The following definitions are excerpt from a study on “EU preparedness and responses to Chemical, Biological Radiological and Nuclear (CBRN) threats”. The study, requested by the European Parliament’s Subcommittee on Security and Defence (SEDE) in 2019 and published in 2021, takes stock of the existing preparedness and response mechanisms and compares these against the changing threat landscape to determine the current state of play of the EU’s response tools and its remaining gaps where improvement may be needed.

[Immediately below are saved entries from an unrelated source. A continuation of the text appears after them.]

PR #2863, opened 2017-03-03
Change Booked for user section in Room booking

DavidAndreev:


indico/MaKaC/webinterface/tpls/RoomBookingNewBookingCollaborationWidget.tpl
```diff
@@ -18,7 +24,11 @@
     </div>
     <ul id="videoconferenceOptions" class="weak-hidden">
         % for subfield in [form.needs_vc_assistance] + eq_list:
-            <li class="js-vc-row">
+            % if subfield.short_name == 'needs_vc_assistance' and start_time < work_start or start_time > work_end:
+                <li class="js-vc-row unavailable" title="${ _('Assistance is not available because start time of booking is not within working hours.') }">
+            % else:
+                <li class="js-vc-row">
+            % endif
                 ${ subfield() }
```
ThiefMaster: `disabled=true` should work to disable the field

DavidAndreev: It doesn't work I get : NameError: Undefined , neither does : `disabled='true'` , although `readonly='true'` works, but thats not really what we want ..

indico/legacy/webinterface/tpls/RoomBookingNewBookingCollaborationWidget.tpl
```diff
@@ -18,23 +23,29 @@
...
-            <li class="js-vc-row">
-                ${ subfield() }
+            % if subfield.short_name == 'needs_vc_assistance' and start_dt.time() < work_start or start_dt.time() > work_end:
+                <li class="js-vc-row unavailable" title="${ _('Assistance is not available because start time of booking is not within working hours.') }">
+                    ${ subfield(disabled=True) }
+            % else:
+                <li class="js-vc-row">
+                    ${ subfield() }
+            % endif
                 ${ subfield.label(style='font-weight: normal;') }
```
ThiefMaster: For the sake of readability I'd duplicate this and the next line in both the if and else blocks.

indico/legacy/webinterface/tpls/RoomBookingNewBookingInfoWidget.tpl
```diff
@@ -1,44 +1,52 @@
...
+    ids = {
+        'booked_for_user': 'booked-for-user-wrapper',
+        'booking_reason': 'booking-reason'
     }
 %>
 
 <div id="bookedForInfo">
+    <div id="other-user">
+        <input type="radio" name="other_user" value="False">${ _("I'll be using the room") }<br>
+        <input type="radio" name="other_user" value="True">${ _("I'm making the booking for someone else") }<br>
```
ThiefMaster: I'm booking the room for someone else

indico/legacy/webinterface/tpls/RoomBookingNewBookingInfoWidget.tpl
```diff
@@ -1,44 +1,52 @@
...
+    }
+    ids = {
+        'booked_for_user': 'booked-for-user-wrapper',
+        'booking_reason': 'booking-reason'
     }
 %>
 
 <div id="bookedForInfo">
+    <div id="other-user">
+        <input type="radio" name="other_user" value="False">${ _("I'll be using the room") }<br>
```
ThiefMaster: I'm booking the room for myself (?)

indico/legacy/webinterface/tpls/RoomBookingNewBookingInfoWidget.tpl
```diff
@@ -1,44 +1,52 @@
...
+        <input type="radio" name="other_user" value="True">${ _("I'm making the booking for someone else") }<br>
+    </div>
     % for field in fields:
-        <div class="toolbar thin space-before space-after">
+        <div id="${ ids[field] }" class="toolbar thin space-before space-after">
```
ThiefMaster: Can't you construct an ID based on `field.id`?

indico/legacy/webinterface/tpls/RoomBookingNewBookingInfoWidget.tpl
```diff
@@ -1,44 +1,52 @@
...
-                    </span>
-                % endif
                 ${ form[field](**field_args.get(field, {})) }
                 % if helpers.get(field):
                     <i class="info-helper" title="${ helpers[field] }"></i>
                 % endif
             </div>
         </div>
     % endfor
+    <input id="current-user" type="hidden" value="">
```
ThiefMaster: what is this needed for?

indico/legacy/webinterface/tpls/RoomBookingNewBookingInfoWidget.tpl
```diff
@@ -1,44 +1,52 @@
...
-    $('#booked_for_user').on('change', function() {
-        var user = JSON.parse($(this).val())[0];
-        if (user) {
-            $('#contact_email').val(user.email);
-            $('#contact_phone').val(user.phone);
+    $('#other-user').on('change', function() {
+        if ($('input[name=other_user]:checked').length == 0) {
+            $('#current-user').val($('#booked_for_user').val());
+            $('#booked_for_user').val('');
+        }else{
```
ThiefMaster: space around `else`

indico/legacy/webinterface/tpls/RoomBookingNewBookingInfoWidget.tpl
```diff
@@ -1,44 +1,52 @@
...
 </div>
 
 <script>
-    $('#booked_for_user').on('change', function() {
-        var user = JSON.parse($(this).val())[0];
-        if (user) {
-            $('#contact_email').val(user.email);
-            $('#contact_phone').val(user.phone);
+    $('#other-user').on('change', function() {
+        if ($('input[name=other_user]:checked').length == 0) {
```
ThiefMaster: !...

indico/legacy/webinterface/tpls/RoomBookingNewBookingInfoWidget.tpl
```diff
@@ -1,44 +1,52 @@
...
+            $('#current-user').val($('#booked_for_user').val());
+            $('#booked_for_user').val('');
+        }else{
+            if ($('input[name=other_user]:checked').val() == 'True' ){
```
ThiefMaster: `:checked` only matches the checked item so you can just check for `!!$(...).length` instead of actually looking at the value

indico/legacy/webinterface/tpls/RoomBookingNewBookingInfoWidget.tpl
```diff
@@ -1,44 +1,52 @@
...
+                $('#booked-for-user-wrapper').slideDown();
+                $('#booked_for_user').val('');
+                $('#display-booked_for_user').val('');
+            }else {
```
ThiefMaster: space before `else`

indico/modules/rb/forms/reservations.py
```diff
@@ -111,8 +111,6 @@ class NewBookingPeriodForm(NewBookingFormBase):
 
 class NewBookingConfirmForm(NewBookingPeriodForm):
     booked_for_user = PrincipalField(_(u'User'), [DataRequired()], allow_external=True)
-    contact_email = StringField(_(u'Email'), [InputRequired(), IndicoEmail(multi=True)])
-    contact_phone = StringField(_(u'Telephone'))
```
ThiefMaster: We should decide whether to remove contact_email/phone everywhere! For contact_phone it makes sense for sure, but contact_email is actually used to control modification access on the booking...

    def is_booked_for(self, user):
        if user is None:
            return False
        return self.booked_for_user == user or bool(self.contact_emails & set(user.all_emails))

cc @pferreir

indico/htdocs/js/indico/RoomBooking/validation.js
```diff
@@ -75,10 +75,20 @@
         }
 
         // Booked for validator
-        $('#contact_email, #booking_reason').each(function() {
+        var validInput = function($element) {
```
DavidAndreev: So when do you use var and when only function ?

ThiefMaster: We pretty much never use `var foo = function() { ... }'` in new code. What we do use is stuff like this to  make a function global:

global.foo = function foo() { ... };

indico/legacy/webinterface/tpls/RoomBookingNewBookingInfoWidget.tpl
DavidAndreev: Did you mean `form[field].id` ? Or that i should make `fields` a dictionary with names and ids ? I need different id for the div and different for input element in booking-for-user

ThiefMaster: Ah yes if field is a string then `form[field].id`

indico/legacy/webinterface/tpls/RoomBookingNewBookingInfoWidget.tpl
DavidAndreev: Its to remember the logged in user when user switches between I'm booking the room and Booking for someone else

indico/legacy/webinterface/tpls/RoomBookingNewBookingInfoWidget.tpl
```diff
@@ -1,44 +1,55 @@
...
 
-    % if not reservation:
-        $('#booked_for_user').trigger('change');
-    % endif
+        if (!$('input[name=other_user]:checked').length) {
+            $('#current-user').val($('#booked_for_user').val());
+            $('#booked_for_user').val('');
+        }
+        $('#other-user').on('change', function() {
+            if ($('input[name=other_user]:checked').val() == 'True' ){
```
mvidalgarcia: You can move the space after `True` before the curly bracket.

indico/htdocs/sass/modules/_roombooking.scss
```diff
@@ -150,10 +150,37 @@
...
+        display: none;
+        min-height: 0;
+
+        &.hasError {
+            @include border-all($red);
+        }
+    }
+
+    #other-user {
+        display: table-cell;
```
nop33: Not very important, but did you check whether you can do the same with flexbox? :smile: If it takes too long and the layout is already implemented with tables, don't waste too much time, but I'd prefer seeing flexbox attributes in newly added code! :laughing:

indico/legacy/webinterface/tpls/RoomBookingNewBookingInfoWidget.tpl
```diff
@@ -1,44 +1,55 @@
...
 <%
-    fields = ['booked_for_user', 'contact_email', 'contact_phone', 'booking_reason']
+    fields = ['booked_for_user', 'booking_reason']
     field_args = {
         'booking_reason': {'rows': 3, 'placeholder': _(u'Reason...')}
     }
     helpers = {
-        'contact_email': 'You can specify multiple email addresses separated by commas.',
-        'booking_reason': 'Specify why you need this room.'
+        'booking_reason': 'Specify why you need this room.',
```
nop33: Shouldn't these be translated?

ThiefMaster: yes, probably

indico/htdocs/sass/modules/_roombooking.scss
DavidAndreev: Well I need to set the width of `other-user` to the width of its content, not sure how to do it with flexbox

indico/legacy/webinterface/tpls/RoomBookingNewBookingInfoWidget.tpl
pferreir: Shouldn't we fill `value` with the current user's ID then, instead of using JS to do it? We could just disable the field if the other option was chosen.

indico/modules/rb/forms/reservations.py
pferreir: Can't we just use the info from `booked_for_user`?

“CBRN functions as an acronym to describe chemical, biological, radiological, and nuclear materials and agents ‘that could harm the society through their accidental or deliberate release, dissemination, or impacts’. The term ‘CBRN’ goes back to cold war where it was first referred to as ABC (atomic, biological, chemical) and later as NBC (nuclear, biological, chemical). A variation of the current term is CBRNE (also spelt CBRN-E or CBRNe) which incorporates explosive substances or events into CBRN. (…)
Chemical weapons are harmful as a result of the toxic effects produced by chemical reactions. One generally distinguishes five classes of chemical weapons. These are irritants, choking or pulmonary agents, blister agents, blood agents and nerve agents. The most basic chemical weapons release gaseous or highly volatile chemicals, such as hydrogen cyanide or chlorine gas.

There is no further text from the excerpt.